A shared view of the situation (inventory, raw materials, delivery, defects) will provide every nation with the necessary information to make life-saving decisions, such as resource pooling, stock allocations and population coverage.
By allowing one central authority, such as the World Health Organization, to organize and align global leaders to a single collaboration standard, such as GS1, and a standard sharing protocol, such as DSCSA, then every supply chain participant will have the ability to predict, plan and execute in a way that maximises global health.
Political influence and social equality
As if we don’t have enough stress and churn in today’s geopolitical environment, we must now include the challenge of “vaccine nationalism.” While this might not appear to be a supply chain problem, per se, it is a critical challenge that will hinge on supply chain capabilities.
In response to the critical supply issues the world experienced with SARS-CoV-2, the World Health Organization, Gavi, the Vaccine Alliance and the Coalition for Epidemic Preparedness Innovations (CEPI) formed Covax: a coalition dedicated to equitable distribution of 2 billion doses of approved vaccines to its 172 member countries. Covax is currently facilitating a purchasing pool and has made commitments to buy massive quantities of approved vaccines when they become available.

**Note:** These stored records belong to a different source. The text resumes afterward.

PR #3609, opened 2023-11-21
Fix pre-rendering widget landing pages

robinandeer:
## Describe your changes

- Only pre-render static pages under the "widget" folder

- Add optional prop to "getPageLinks" to filter by path prefix

- Remove unused function "getFilteredProductLinks"

- Fix bug when pre-rendering static widget landing pages

- Before it was trying to render all the static pages although it should be restricted to pages under the "widget" folder

### DIFF
--- a/apps/store/src/pages/widget/[[...slug]].tsx
+++ b/apps/store/src/pages/widget/[[...slug]].tsx
@@ -10,9 +10,9 @@ import {
   getStoryBySlug,
   type StoryblokPageProps,
   type StoryblokQueryParams,
-  getFilteredPageLinks,
   type PageStory,
   getRevalidate,
+  getPageLinks,
 } from '@/services/storyblok/storyblok'
 import { STORY_PROP_NAME } from '@/services/storyblok/Storyblok.constant'
 import { isRoutingLocale } from '@/utils/l10n/localeUtils'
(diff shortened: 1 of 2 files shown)


apps/store/src/pages/widget/[[...slug]].tsx
```diff
@@ -67,15 +67,26 @@ export const getStaticProps: GetStaticProps<PageProps, StoryblokQueryParams> = a
...
+    (context.locales ?? []).map((locale) =>
+      getPageLinks({ startsWith: `${locale}/${STORYBLOK_WIDGET_FOLDER_SLUG}` }),
+    ),
+  )
+
   return {
-    paths: pageLinks.map((item) => ({ params: { slug: item.slugParts }, locale: item.locale })),
+    paths: nestedPageLinks
+      .flat()
+      .filter((item) => !item.slugParts.includes('flows'))
```
Comment (alebedev) [inline apps/store/src/pages/widget/[[...slug]].tsx:85]: Should we filter out by content type instead?

apps/store/src/pages/widget/[[...slug]].tsx
```diff
@@ -67,15 +67,26 @@ export const getStaticProps: GetStaticProps<PageProps, StoryblokQueryParams> = a
...
+      .map((item) => ({
+        params: { slug: item.slugParts.slice(1) },
```
Comment (alebedev) [inline apps/store/src/pages/widget/[[...slug]].tsx:87]: Should we have better name for it?  Is it slug parts without locale or something else?

alebedev (approved):
Good fix, but let's think if we can follow up with something more reliable

apps/store/src/pages/widget/[[...slug]].tsx
Comment (robinandeer) [reply apps/store/src/pages/widget/[[...slug]].tsx:85]: Not possible unfortunately since we are fetching "links" instead of "stories"

But perhaps we should just fetch minimal stories instead...

apps/store/src/pages/widget/[[...slug]].tsx
Comment (robinandeer) [reply apps/store/src/pages/widget/[[...slug]].tsx:87]: It's the slug minus the "widget" part since that's already included in the Next pages folder -- makes sense?

But yes perhaps I can come up with a name for it

robinandeer:
### Merge activity

* **Nov 21, 3:58 PM**: @robinandeer merged this pull request with [Graphite](https://app.graphite.dev/github/pr/HedvigInsurance/racoon/3609).

PR #3671, opened 2023-11-29
Widget | Hide close button in loading price dialog

robinandeer:
## Describe your changes

- Refactor fullscreen modal to be able to override the header

- In the fullscreen price loader dialog, hide the header

- User can't close this dialog, so the header is not needed

### DIFF
--- a/apps/store/src/features/widget/CalculatePricePage.tsx
+++ b/apps/store/src/features/widget/CalculatePricePage.tsx
@@ -114,7 +114,7 @@ export const CalculatePricePage = (props: Props) => {
       </Space>
 
       <FullscreenDialog.Root open={loading}>
-        <FullscreenDialog.Modal center={true}>
+        <FullscreenDialog.Modal center={true} Header={null}>
           <PriceLoaderWrapper>
             <PriceLoader />
           </PriceLoaderWrapper>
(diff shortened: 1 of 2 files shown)


apps/store/src/features/widget/CalculatePricePage.tsx
```diff
@@ -114,7 +114,7 @@ export const CalculatePricePage = (props: Props) => {
       </Space>
 
       <FullscreenDialog.Root open={loading}>
-        <FullscreenDialog.Modal center={true}>
+        <FullscreenDialog.Modal center={true} Header={null}>
```
gustaveen, line 117: We pass in `null` but check for `undefined`? Can't we just skip passing Header at all or will that break?

gustaveen (approved):
Nice, just a comment!

apps/store/src/features/widget/CalculatePricePage.tsx
robinandeer: The default behavior is to show the header with the close button - this is what you get if you pass `undefined`

In this case I want to override the default behavior but at the same time render nothing.I know it's a little confusing but I feel like it still makes sense.

robinandeer:
### Merge activity

* **Nov 30, 9:44 AM**: @robinandeer started a stack merge that includes this pull request via [Graphite](https://app.graphite.dev/github/pr/HedvigInsurance/racoon/3671).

However, several political powerhouse countries, such as the United States and Russia, are not participating. Instead, they are striking bilateral deals with drug manufacturers – essentially, competing with the rest of the world to secure a national supply. Allocating scarce resources is never easy, but when availability could mean the difference between life and death, it becomes almost impossible.
Global production, distribution and social equality present dependent yet conflicting realities that will demand global supply chains provide complete transparency and an immutable chain of custody imperative to vaccine distribution.
The technology is available today – we just need to use it. We have the ability to track every batch, pallet, box, vile and dose along the supply chain. We have the ability to know with absolute certainty that the vaccine is approved, where and when it was manufactured, how it was handled and whether it was compromised at any point in the supply chain. Modern blockchain technologies should be applied so that every nation, institution, regulator, doctor and patient can have confidence in knowing that they are making an impact in eradicating COVID-19.